COM-1, he thought. “That’s got to be Jinn’s frequency,” he said. “Can you find me one of those headsets?”

Leilani began to scrounge around on the floor for one of the dead pilots’ headsets. She picked it up and handed it to him.

He plugged it in. He found a second transceiver and set the switches so he would still be able to hear anything coming over COM-1 but be broadcasting only over COM-2. He began to adjust the frequency to the one Nigel, the helicopter pilot, had used when they first approached Aqua-Terra.

“Can you please tell me what we’re doing,” Leilani asked. “I thought we were flying away from them, not getting closer.”

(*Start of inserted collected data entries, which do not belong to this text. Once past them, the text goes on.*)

PR #672, opened 2026-06-12
Cleanup the runner on check steps too

graveland:
We were cleaning up on build steps, but not check steps, and it's close enough to cause intermittent job failures.

### DIFF
--- a/.github/workflows/publish_images.yaml
+++ b/.github/workflows/publish_images.yaml
@@ -176,6 +176,17 @@ jobs:
         docker_tag_postfix: ["", "-all", "-oss", "-all-oss" ]
 
     steps:
+      # Free up disk space on the runner. The check pulls both the amd64 and
+      # arm64 variants of the image, and the pg*-all images in particular are
+      # large enough that a stock runner's ~14GB free on / overflows otherwise.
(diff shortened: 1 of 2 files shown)


.github/workflows/publish_images.yaml
```diff
@@ -176,6 +176,17 @@ jobs:
         docker_tag_postfix: ["", "-all", "-oss", "-all-oss" ]
 
     steps:
+      # Free up disk space on the runner. The check pulls both the amd64 and
+      # arm64 variants of the image, and the pg*-all images in particular are
+      # large enough that a stock runner's ~14GB free on / overflows otherwise.
+      - name: remove unneeded runner software
+        run: |
+          df -h
+          sudo rm -fr /usr/share/dotnet /usr/local/lib/android /opt/microsoft \
```
murrayju, line 185: Don't think I've ever seen anyone use `-fr` over `-rf` 😂

murrayju (approved):

.github/workflows/publish_images.yaml
graveland: huh... never thought too much about it, but it's definitely the order ingrained in my head :)

PR #695, opened 2026-09-01
Shrink the builder image

nateships:
## Summary

The `pgNN-all-builder` image is 4.97 GB compressed. This PR cuts it to 3.39 GB (-32%) and keeps the layer structure. The files that downstream builds use do not change.

## Why the image is large

Image layers are copy-on-write. When a later `RUN` changes the mode or owner of a file from an earlier layer, Docker copies the whole file into the new layer. Three such steps hold 815 MiB of duplicate data, 18% of the image:

| Layer | Command | Size |
|---|---|---|
| 62 | `chmod -x /usr/lib/postgresql/*/lib/*.so` | 565 MiB |
| 43 | `chgrp -R postgres /usr/lib/debug` | 170 MiB |
| 42 | `chown -R postgres /usr/local/cargo` | 80 MiB |

A delete in a later layer has the same problem: the bytes stay in the lower layer.

## Changes

1. **Remove build trees after install, in the same step.** `/build/toolkit` (1.7 GB, mostly the cargo `target/` directory) and `/build/timescaledb` (0.2 GB) stay in the image today. The pgvectorscale and pg_textsearch installs already remove their trees. This PR does the same for toolkit and timescaledb, inside `install_extensions`.

2. **Remove `/usr/local/cargo/registry/src`** (0.95 GB) in the same step that builds the rust extensions. Cargo recreates these files from `registry/cache` when a build needs them.

3. **Fix the three copy-on-write steps at the source.**
   - `chown` of `/usr/local/cargo` moves into the `RUN` that installs rust.
   - `/usr/lib/debug` gets `chgrp` and `g+w` on the directories only. The dbgsym files stay in their own layer. Postgres can still add files to those directories.
   - `install_extensions` runs `chmod -x` on the `.so` files it installed, in the layer that created them. The final `chmod -x` in the Dockerfile then finds nothing to change. Coreutils skips files that already have the target mode, so a no-op chmod costs no layer space.

## Result

Measured on the images that the `publish_check` run for 3773a80 pushed ([run 33896369024](https://github.com/timescale/timescaledb-docker-ha/actions/runs/33896369024)). The run also passes the builder smoketest.

| Image (amd64) | Layers | Compressed |
|---|---|---|
| `pg18-all-builder-amd64` (master) | 68 | 4.97 GB |
| `pg18-cicheck-all-builder-amd64` (this PR) | 67 | 3.39 GB |

### DIFF
--- a/Dockerfile
+++ b/Dockerfile
@@ -26,7 +26,12 @@
 ## tools we use will be the same across the board, as most of our tools our
 ## installed using external repositories.
 ARG DOCKER_FROM=ubuntu:22.04
-FROM ${DOCKER_FROM} AS builder
+ARG RUST_VERSION=1.96.0
+ARG BUILD_PACKAGES="binutils cmake devscripts equivs gcc git gpg gpg-agent libc-dev libc6-dev libkrb5-dev libperl-dev libssl-dev lsb-release make patchutils python2-dev python3-dev wget libsodium-dev"
+
+## The build-stage does all the work. The published `builder` target below
+## copies its filesystem into a single layer.
+FROM ${DOCKER_FROM} AS build-stage
 
 SHELL ["/bin/bash", "-exu", "-o", "pipefail", "-c"]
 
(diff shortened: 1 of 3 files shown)


minkimipt (approved):

Dockerfile
```diff
@@ -520,7 +530,42 @@ USER postgres
 COPY --chown=postgres:postgres cicd /cicd/
 RUN /cicd/install_checks -v
 
-FROM builder AS trimmed
+## The published builder image is one layer. A chown or chmod on a file from
+## an earlier layer copies that file into a new layer; one layer avoids the
+## duplicates. The image config below must match what build-stage sets.
+FROM scratch AS builder
+COPY --from=build-stage / /
```
surister: if we just copy everything from earlier stages, what's the purpose of using multi-stage images, In my head, you copy what you need from image A to B, and that's why B is small, if we blank copy, isn't it the same as just having A?

nickstamat (approved):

“Several friends of mine from NUMA are down there. They’ve been trying to figure out what happened to your brother. They must be getting close to an answer because they’re about to be attacked for it.”

“Attacked?”

“I saw Jinn’s men boarding the other aircraft,” he said. “They’re commandos. I’m pretty sure they’re about to storm the island.”

“I agree,” she said. “We must warn them.”

Kurt continued to flick through frequencies until he’d set 122.85 in the display window. “This is the one.”

He listened for a second, heard nothing and then pressed the transmit switch. “Aqua-Terra, this is Kurt Austin. How do you read?”

Nothing.

As Kurt spoke, he kept his eyes on the descending transports. They seemed blissfully unaware.

“Aqua-Terra, come in.”

“Try another frequency.”

“No. This is the one.” He pressed transmit again. “Aqua-Terra, do you copy? This is Kurt Austin. You’re about to come under attack. Prepare to repel boarders.”

He let go of the switch.

“Why don’t they answer?” she asked.

Kurt could think of a number of reasons, the most sinister of which had to do with the impostor in their midst. She might have disabled the radio or done something worse.

The two aircraft were now dropping below two thousand feet. They’d be on the deck in a minute, probably discharging their boats using the LAPES parachutes. From the dimensions of the cargo hold he figured each plane might carry up to seventy commandos, but not with the boats and the equipment on board too. Thirty would be the max. That still meant sixty commandos against Marchetti’s crew of twenty, plus Paul and Gamay. With the robots deactivated, they didn’t stand a chance.